第24話 首唱先導(Initiative)
彼女は宣言する。
「次に会うのは、次の日曜の新宿駅西口で14時。
そのときに返してくれればいいから。
いいわね?」
「強引だなぁ。
なんでそこまで……」
本当にまぁ、俺の都合なんか聞きもしないな。
「決まっているじゃない。
君は、私の力のマスターなのよ。
その君が力を使うなと言うから、私は使わないし使えないけれど、だからこそ安心もしてる。
でもね、だからこそ、言いたいことは言う。そうでないと、私は君の奴隷みたいなものになっちゃうから。
それだけは絶対、嫌」
ああ、そうか。
そりゃ、そうだよな。そう思うよな。
「行けっ、ピカチ○ウ!!」
「……今、なんか、言い、ました、か?」
「いや、別になにも」
目が怖いぞ。
一言一言区切って話していて、冗談じゃ済まさないって顔だ。
でも、言ってみたかったんだ。俺の生命を、たった1000円と見積もられた腹いせに。
「で?」
「い、いや、俺はこの先、君に力を使えなんて命令を出すことはない。
絶対とは言わないまでも、よほどの例外的な事態でも生じない限り。
だから、俺がそのマスターというか、ご主人さまみたいになることは絶対にないよ」
「あのねっ、君はわかってないっ。
『使うな』も、私にとっては命令のうちなんですけどぉっ!」
……あ、それは反論できない。
彼女にとって、この力は誇りのうちでもあったんだろうしなぁ。
「あー、言われてみれば、そのとおりです」
「わかった?
だから、私が決めるの。そう決めた。
いい?」
「はい」
「素直でよろしい」
「ちぇっ」
「舌打ちしない!
お行儀!」
一体全体、なんなんだ。
俺のこと、犬みたいに扱いやがって。
ま、コントはもういい。
「もう帰る。
じゃあ」
俺はそう言って片手を上げた。
次に会うときには、もう少しお互いの話をして。相互理解を深めよう。今はまだ、踏み込みたがっちゃいけない。それくらいのことは俺も学んだし、なんせ悪魔との協議ができなかったら、1000円の借金は踏み倒すことになるんだ。

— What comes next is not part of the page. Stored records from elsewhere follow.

PR #1360, opened 2018-10-02
update user faq, correct example use of auto_parse_qs_csv

bkcsfi:
change user faq so that example of api.auto_parse_qs_csv is changed to correct use as api.req_options.auto_parse_qs_csv

### DIFF
--- a/docs/user/faq.rst
+++ b/docs/user/faq.rst
@@ -564,7 +564,7 @@ handles commas in a query string by setting the
 
 .. code:: python
 
-    api.auto_parse_qs_csv = False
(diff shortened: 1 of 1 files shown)


nZac:
Thanks @bkcsfi for submitting this, we are thrilled that you would take time to submit a patch.

#1354 beat you to the task on this one. If you would like to continue to contribute, we have a bunch of [open documentation issues](https://github.com/falconry/falcon/issues?q=is%3Aopen+is%3Aissue+label%3Adocumentation)  that need fixing.

I am going to close this for now, reply back if you have something additional to add or if I missed something.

そうなった時、なにもわからないという事態の方が、まだ彼女にとっては救いのはずだ。
「うん、またね」
「ああ」
俺は歩きだし……。
背中越しに小さな小さな彼女の声を聞いた。
「ありがとう」
俺は聞こえない振りで歩き続けた。
まだ、その言葉に相当できるだけのことが、自分にできるかわからなかったからだ。
そして、彼女の今の言葉だって、どれほどの混乱と葛藤の結果生み出されたものかが俺にはわかる。将来、彼女は今の「ありがとう」を後悔することになる可能性だってあるんだ。だから、今は聞こえない振りでいい。
でも、それでも、今の状態がそう悪い結果ではなかったと思うことが、その時の俺にはできたんだ……。